BCF International sales registered at Php 31.230 billion, a 38.9% growth driven by the sustained double-digit growth in Thailand, strong domestic performance in Malaysia, and incremental sales from SBA.

In local currency terms, Thailand was up by 11.2% due to the strategic collaborations with 7/11 where the Company continuously explores opportunities in developing exclusive products; and the strengthened distribution capabilities via regional distributors to improve reach in the traditional trade. Malaysia increased by 7.5% driven by strong sales of snacks, confectionery and biscuits. Indonesia declined by 5.9% due to the market slowdown from weak consumer spending and intense competition on salty snacks against major local players. Vietnam is slowly recovering with Q3 sales already up by 50.6% but still down by 34.9% on a YTD basis. Oceania posted strong sales results driven by the sustained performance of SBA with its salty snacks category outpacing the market.

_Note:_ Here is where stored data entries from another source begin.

PR #637, opened 2022-12-18
Fix isRaspian() to properly detect Buster image

gerth2:
Revised isRaspian() call to look in multiple spots to check if we're a Pi or not


gerth2:
Whelp this snowballed. That's ok. Here's today's direction:

1) Un-intertwine Platform and PiVersion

Non-Branded Consumer Foods Group

Sales amounted to Php 16.501 billion, a 16.8% increase driven by higher average selling prices (ASP) of Farms and higher volumes of Sugar.

AIG reached Php 7.436 billion, an 8.9% growth. Feeds grew by 3.1% as a result of slightly higher ASP and volumes. In addition, Farms grew by 16.5% as a result of higher average selling prices of the hogs segment.

CFG posted Php 9.065 billion, up by 24.2%. Sugar and Renewables grew by 43.8% due to the higher sales volumes of raw and refined sugar but was slightly pulled down by the decline in sugar prices. On the other hand, Flour’s sales declined by 6.2% due to lower sales volume and average selling prices as a result of the increase in supply in the market.